---------- Data provided

PR #519, opened 2020-11-07
State /merkle and required new endpoints

fboucquez:
WIP of the /merkle endpoints.

There are several changes on Rest (to be discussed):

1) I have to add get by id/ids of the component hash or the missing natural keys. 
2) I've added empty param searches to be consistent between the different entities (some of the current searches required a param like an address which is not really required if you want to paginate through all entities). 
3) In this PR for now, Rest is returning a raw hex string from API, next step would be to convert this raw hex into a tree array path or also a hash of that so the user can quickly check the value it wants.

The paths for each entity are (account example):

- Paginated search: `GET /accounts`
- Get By Id: `GET /accounts/{address}`
- Get By Ids: `PUT /accounts` (BODY: {addresses:....})
- Gey merkle by Id: `GET /accounts/{address}/merkle`

This multiplied by each entity type (replace any of the above `accounts` with the the entity type):

- `/accounts` (id: encoded/plain address, decoded/hex address)
- `/mosaics` (id: mosaic id hex)
- `/namespaces` (id: namespace id hex)
- `/lock/hash` (id: hash)
- `/lock/secret` (id: composite hash)
- `/metadata` (id: composite hash)
- `/restrictions/account` (id: encoded/plain address, decoded/hex address)
- `/restrictions/mosaic` (id: composite hash)

Multisig could keep the current pattern:

`/account/:address/multisig/merkle`  (note the singular `/account` path)

Or follow the new pattern and allow users doing multsig paginated searches:

- Paginated search: `GET /multisigs`
- Get By Id: `GET /multisigs/{address}`
- Get By Ids: `PUT /multisigs` (BODY: {addresses:....})
- Gey merkle by Id: `GET /multisigs/{address}/merkle`

The idea of the new endpoints is to be consistent and allow users doing reports on a paginated and filtrable list of entities

An example of the `/merkle` payload, I will add the list of paths and probably the hash of the path once I can parse the "raw" hex

image


fboucquez:
Hi @rg911 , we should have a conversation about this to know if this change goes too far.

fboucquez:
One question, atm some entities are allowed can be queried by single (GET) and multiple ids (POST), some only by single id (GET). I've normalized the affected ones in this PR as I needed more by ids enpodints.

rg911 (approved):

PR #523, opened 2020-11-12
Excluding expired namespaces from endpoints

fboucquez:
Fixes https://github.com/nemtech/catapult-rest/issues/515

Expired namespaces (not active or end <= current) are excluded from the rest endpoints.

Currently, expired mosaics are returned in the rest endpoints. Should it be consistent?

--------------------

● About this task: Restate the data verbatim through the "2) I've added" line.

● Your response:
PR #519, opened 2020-11-07
State /merkle and required new endpoints

fboucquez:
WIP of the /merkle endpoints.

There are several changes on Rest (to be discussed):

1) I have to add get by id/ids of the component hash or the missing natural keys. 
2) I've added empty param searches to be consistent between the different entities (some of the current searches required a param like an address which is not really required if you want to paginate through all entities). 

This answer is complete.